=== Section Start ===
PR #573, opened 2024-11-27
Feature/thresholding live images

yrkim98:
## Purpose
This PR adds thresholding to the plugin.
here is a demo of the feature

https://github.com/user-attachments/assets/232d3358-157f-4c0a-a5c3-82b90058effe

- When a new threshold value/method is selected, images in the napari viewer have the threshold applied and displayed with the new value.
- If coming from prediction on images from the viewer, plugin knows to only threshold segmentations produced during prediction, and updates the correct layer with the thresholded image.
- Can threshold images from a directory of images

If there's any issues with the PR or you need my help to explain anything, just let me know!

## Changes
There's a lot of changes, but the meat of the changes are in the model, view, and service files under `allencell_ml_segmenter/thresholding`. These follow patterns similar to what we've made in other parts of the plugin:
- `src/allencell_ml_segmenter/thresholding/thresholding_view.py`: Contains the UI which you guys have already seen. UI elements now update the `ThresholdingModel` and the updates to the model dispatch events which implement the features described above. I am using the `View` pattern of using `doWork` to start a task off the main thread to keep the UI responsive.
- `src/allencell_ml_segmenter/thresholding/thresholding_model.py`: Handles state changes from the View, and dispatches events to have the ThresholdingService react to these state changes
- `src/allencell_ml_segmenter/thresholding/thresholding_service.py`: Implements functions which threshold images from the viewer, thresholds images from a directory, and saves images,

The following changes are the rest of the relevant changes for this PR:
- `src/allencell_ml_segmenter/core/file_input_widget.py`: Thresholding UI uses this widget, but does not use channel selection, so made this edit to make it optional. Also changed update_layer_list behavior so that it maintains previous selections, which we need for thresholding updates, and is better for the UI (if a user adds a new image, the previous selections are kept, and the list refreshes with the new image)
- `src/allencell_ml_segmenter/core/file_input_model.py`: is a method that returns a list of images, from the viewer or directory, that the `file_input_widget` has selected
- `src/allencell_ml_segmenter/main/viewer.py`: Added ability to insert a thresholded segmentation image. Has logic for creating the layer in the correct position if needed, or if the layer already exists updates the existing layer with the image.
- `src/allencell_ml_segmenter/main/main_model.py`: adds state to track if there are predictions in viewer displayed from the prediction part of the plugin, which thresholding uses to update the correct layers if needed.
- `src/allencell_ml_segmenter/styles/thresholding_view.qss`: adds styling for disabled ui elements

The rest of the changes are less relevant:
There are downstream changes from the above changes, like test fixes or updating interfaces.

I changed `ExperimentsModel`, which admittedly I should have separated from this PR. Was getting a bug that wasnt letting me run my debugger and thought this would be a small change but it had some downstream changes that made this change bigger than I would have liked.
Main thing here is that when we added typing to `_get_exp_path()` we made it always return a Path, but there are places in the plugin where `None` is a valid state. This ended up throwing some errors when the plugin was started.

## Testing
I tested by installing on the windows desktop and running everything.
Also have 3 new tests added for this:
- `src/allencell_ml_segmenter/_tests/thresholding/test_thresholding_model.py` is a pretty small test file, which just ensures that the correct events are dispatched as we expect when certain state is changed
- `src/allencell_ml_segmenter/_tests/thresholding/test_thresholding_service.py` tests the service through a Faked viewer. I set state in the model in this test and check to see if the service runs the correct function for that state change and that the viewer is updated correctly.
- `src/allencell_ml_segmenter/_tests/thresholding/test_thresholding_view.py` tests to see if changes to the view propagates correctly to the rest of the ui and the model

## How to review
Apologies for the large pr
I would start with the Model, View, and Service in `allencell_ml_segmenter/thresholding` and their tests. then move on to the 5 relevant files I mentioned above, which should cover most of the thresholding related changes.

The rest of the changes are smaller changes changes for fixing broken tests, the ExperimentModel change, or downstream changes from the above updates.

## Note
We'll need to change the cyto-dl version pin with some changes needed for thresholding. I'll have a PR out over there with the changes needed for thresholding and do a 0.4.5 release for that before I merge this to main.


hughes036:
> We'll need to change the cyto-dl version pin with some changes needed for thresholding. I'll have a PR out over there with the changes needed for thresholding and do a 0.4.5 release for that before I merge this to main.

Was all your testing done using the new cyto-dl version?

hughes036:
Great job on this pr description!

pyproject.toml
```diff
@@ -41,7 +41,7 @@ dependencies = [
     "bioio",
     "tifffile>=2023.4.12",
     "watchdog",
-    "cyto-dl>=0.1.8",
+    "cyto-dl>=0.4.4",
```
hughes036, line 44: was all your testing done on 0.4.4 ?  Will it need to be repeated on 0.4.5?

src/allencell_ml_segmenter/thresholding/thresholding_service.py
```diff
@@ -0,0 +1,144 @@
...
+
+    def _handle_thresholding_error(self, error: Exception) -> None:
+        show_info("Thresholding failed: " + str(error))
+
+    def _on_threshold_changed(self, _: Event) -> None:
+        # if we havent thresholded yet, keep track of original layers.
+        if not self._original_layers:
+            self._original_layers = self._viewer.get_layers()
+
+        layers_to_threshold: list[Layer] = self._original_layers
```
hughes036: Every thresholding changes, `layers_to_threshold` should be set to `self._original_layers`? 

Can self._viewer.get_layers() change in between thresholding changes?

Asking because it looks like you could simplify by just set `layers_to_threshold = self._viewer.get_layers()`

src/allencell_ml_segmenter/thresholding/thresholding_service.py
```diff
@@ -0,0 +1,144 @@
...
+        seg_layers: bool = False
+        if self._main_model.are_predictions_in_viewer():
```
hughes036: Im getting lost reading the rest of this routine

src/allencell_ml_segmenter/thresholding/thresholding_service.py
```diff
@@ -0,0 +1,144 @@
...
+            self._task_executor.exec(
+                task=thresholding_task,
+                # lambda functions capture variables by reference so need to pass layer as a default argument
+                on_return=on_return,
+                on_error=self._handle_thresholding_error,
+            )
+
+    def _save_thresholded_images(self, _: Event) -> None:
+        images_to_threshold: list[Path] = (
+            self._file_input_model.get_input_files_as_list()
```
hughes036, line 122: does this return the images in the viewer, or in the selected directory?

src/allencell_ml_segmenter/thresholding/thresholding_service.py
```diff
@@ -0,0 +1,144 @@
...
+
+    def _save_thresh_image(
+        self, image: np.ndarray, original_image_name: str
+    ) -> None:
+        output_directory: Optional[Path] = (
+            self._file_input_model.get_output_directory()
+        )
+        if output_directory is not None:
+            new_image_path: Path = (
+                output_directory / f"threshold_{original_image_name}"
```
hughes036, line 145: will this allow them to overwrite existing thresholded images (if the save multiple times)?

src/allencell_ml_segmenter/thresholding/thresholding_view.py
```diff
@@ -0,0 +1,343 @@
...
+
+        self._threshold_value_spinbox: QSpinBox = QSpinBox()
+        self._threshold_value_spinbox.setRange(
+            THRESHOLD_RANGE[0], THRESHOLD_RANGE[1]
+        )
+        self._threshold_value_spinbox.setSingleStep(1)
+
+        # set default value
+        self._threshold_value_slider.setValue(
+            self._thresholding_model.get_thresholding_value()
```
hughes036, line 143: The model will just have defaults?  Or potentially have values from previous thresholding attempts?

src/allencell_ml_segmenter/training/image_selection_widget.py
```diff
@@ -134,8 +134,9 @@ def __init__(
         self._model.signals.num_channels_set.connect(self._update_channels)
 
     def set_inputs_csv(self, event: Optional[Event] = None) -> None:
-        if self._experiments_model.get_csv_path() is not None:
-            csv_path = self._experiments_model.get_csv_path() / "train.csv"
+        csv_path: Optional[Path] = self._experiments_model.get_csv_path()
+        if csv_path is not None:
```
hughes036, line 138: How does this change relate to the pr?

src/allencell_ml_segmenter/thresholding/thresholding_view.py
=== Section End ===
**Exercise prompt**
Output the whole listing exactly.

**Answer to this problem**
PR #573, opened 2024-11-27
Feature/thresholding live images

yrkim98:
## Purpose
This PR adds thresholding to the plugin.
here is a demo of the feature

https://github.com/user-attachments/assets/232d3358-157f-4c0a-a5c3-82b90058effe

- When a new threshold value/method is selected, images in the napari viewer have the threshold applied and displayed with the new value.
- If coming from prediction on images from the viewer, plugin knows to only threshold segmentations produced during prediction, and updates the correct layer with the thresholded image.
- Can threshold images from a directory of images

If there's any issues with the PR or you need my help to explain anything, just let me know!

## Changes
There's a lot of changes, but the meat of the changes are in the model, view, and service files under `allencell_ml_segmenter/thresholding`. These follow patterns similar to what we've made in other parts of the plugin:
- `src/allencell_ml_segmenter/thresholding/thresholding_view.py`: Contains the UI which you guys have already seen. UI elements now update the `ThresholdingModel` and the updates to the model dispatch events which implement the features described above. I am using the `View` pattern of using `doWork` to start a task off the main thread to keep the UI responsive.
- `src/allencell_ml_segmenter/thresholding/thresholding_model.py`: Handles state changes from the View, and dispatches events to have the ThresholdingService react to these state changes
- `src/allencell_ml_segmenter/thresholding/thresholding_service.py`: Implements functions which threshold images from the viewer, thresholds images from a directory, and saves images,

The following changes are the rest of the relevant changes for this PR:
- `src/allencell_ml_segmenter/core/file_input_widget.py`: Thresholding UI uses this widget, but does not use channel selection, so made this edit to make it optional. Also changed update_layer_list behavior so that it maintains previous selections, which we need for thresholding updates, and is better for the UI (if a user adds a new image, the previous selections are kept, and the list refreshes with the new image)
- `src/allencell_ml_segmenter/core/file_input_model.py`: is a method that returns a list of images, from the viewer or directory, that the `file_input_widget` has selected
- `src/allencell_ml_segmenter/main/viewer.py`: Added ability to insert a thresholded segmentation image. Has logic for creating the layer in the correct position if needed, or if the layer already exists updates the existing layer with the image.
- `src/allencell_ml_segmenter/main/main_model.py`: adds state to track if there are predictions in viewer displayed from the prediction part of the plugin, which thresholding uses to update the correct layers if needed.
- `src/allencell_ml_segmenter/styles/thresholding_view.qss`: adds styling for disabled ui elements

The rest of the changes are less relevant:
There are downstream changes from the above changes, like test fixes or updating interfaces.

I changed `ExperimentsModel`, which admittedly I should have separated from this PR. Was getting a bug that wasnt letting me run my debugger and thought this would be a small change but it had some downstream changes that made this change bigger than I would have liked.
Main thing here is that when we added typing to `_get_exp_path()` we made it always return a Path, but there are places in the plugin where `None` is a valid state. This ended up throwing some errors when the plugin was started.

## Testing
I tested by installing on the windows desktop and running everything.
Also have 3 new tests added for this:
- `src/allencell_ml_segmenter/_tests/thresholding/test_thresholding_model.py` is a pretty small test file, which just ensures that the correct events are dispatched as we expect when certain state is changed
- `src/allencell_ml_segmenter/_tests/thresholding/test_thresholding_service.py` tests the service through a Faked viewer. I set state in the model in this test and check to see if the service runs the correct function for that state change and that the viewer is updated correctly.
- `src/allencell_ml_segmenter/_tests/thresholding/test_thresholding_view.py` tests to see if changes to the view propagates correctly to the rest of the ui and the model

## How to review
Apologies for the large pr
I would start with the Model, View, and Service in `allencell_ml_segmenter/thresholding` and their tests. then move on to the 5 relevant files I mentioned above, which should cover most of the thresholding related changes.

The rest of the changes are smaller changes changes for fixing broken tests, the ExperimentModel change, or downstream changes from the above updates.

## Note
We'll need to change the cyto-dl version pin with some changes needed for thresholding. I'll have a PR out over there with the changes needed for thresholding and do a 0.4.5 release for that before I merge this to main.


hughes036:
> We'll need to change the cyto-dl version pin with some changes needed for thresholding. I'll have a PR out over there with the changes needed for thresholding and do a 0.4.5 release for that before I merge this to main.

Was all your testing done using the new cyto-dl version?

hughes036:
Great job on this pr description!

pyproject.toml
```diff
@@ -41,7 +41,7 @@ dependencies = [
     "bioio",
     "tifffile>=2023.4.12",
     "watchdog",
-    "cyto-dl>=0.1.8",
+    "cyto-dl>=0.4.4",
```
hughes036, line 44: was all your testing done on 0.4.4 ?  Will it need to be repeated on 0.4.5?

src/allencell_ml_segmenter/thresholding/thresholding_service.py
```diff
@@ -0,0 +1,144 @@
...
+
+    def _handle_thresholding_error(self, error: Exception) -> None:
+        show_info("Thresholding failed: " + str(error))
+
+    def _on_threshold_changed(self, _: Event) -> None:
+        # if we havent thresholded yet, keep track of original layers.
+        if not self._original_layers:
+            self._original_layers = self._viewer.get_layers()
+
+        layers_to_threshold: list[Layer] = self._original_layers
```
hughes036: Every thresholding changes, `layers_to_threshold` should be set to `self._original_layers`? 

Can self._viewer.get_layers() change in between thresholding changes?

Asking because it looks like you could simplify by just set `layers_to_threshold = self._viewer.get_layers()`

src/allencell_ml_segmenter/thresholding/thresholding_service.py
```diff
@@ -0,0 +1,144 @@
...
+        seg_layers: bool = False
+        if self._main_model.are_predictions_in_viewer():
```
hughes036: Im getting lost reading the rest of this routine

src/allencell_ml_segmenter/thresholding/thresholding_service.py
```diff
@@ -0,0 +1,144 @@
...
+            self._task_executor.exec(
+                task=thresholding_task,
+                # lambda functions capture variables by reference so need to pass layer as a default argument
+                on_return=on_return,
+                on_error=self._handle_thresholding_error,
+            )
+
+    def _save_thresholded_images(self, _: Event) -> None:
+        images_to_threshold: list[Path] = (
+            self._file_input_model.get_input_files_as_list()
```
hughes036, line 122: does this return the images in the viewer, or in the selected directory?

src/allencell_ml_segmenter/thresholding/thresholding_service.py
```diff
@@ -0,0 +1,144 @@
...
+
+    def _save_thresh_image(
+        self, image: np.ndarray, original_image_name: str
+    ) -> None:
+        output_directory: Optional[Path] = (
+            self._file_input_model.get_output_directory()
+        )
+        if output_directory is not None:
+            new_image_path: Path = (
+                output_directory / f"threshold_{original_image_name}"
```
hughes036, line 145: will this allow them to overwrite existing thresholded images (if the save multiple times)?

src/allencell_ml_segmenter/thresholding/thresholding_view.py
```diff
@@ -0,0 +1,343 @@
...
+
+        self._threshold_value_spinbox: QSpinBox = QSpinBox()
+        self._threshold_value_spinbox.setRange(
+            THRESHOLD_RANGE[0], THRESHOLD_RANGE[1]
+        )
+        self._threshold_value_spinbox.setSingleStep(1)
+
+        # set default value
+        self._threshold_value_slider.setValue(
+            self._thresholding_model.get_thresholding_value()
```
hughes036, line 143: The model will just have defaults?  Or potentially have values from previous thresholding attempts?

src/allencell_ml_segmenter/training/image_selection_widget.py
```diff
@@ -134,8 +134,9 @@ def __init__(
         self._model.signals.num_channels_set.connect(self._update_channels)
 
     def set_inputs_csv(self, event: Optional[Event] = None) -> None:
-        if self._experiments_model.get_csv_path() is not None:
-            csv_path = self._experiments_model.get_csv_path() / "train.csv"
+        csv_path: Optional[Path] = self._experiments_model.get_csv_path()
+        if csv_path is not None:
```
hughes036, line 138: How does this change relate to the pr?

src/allencell_ml_segmenter/thresholding/thresholding_view.py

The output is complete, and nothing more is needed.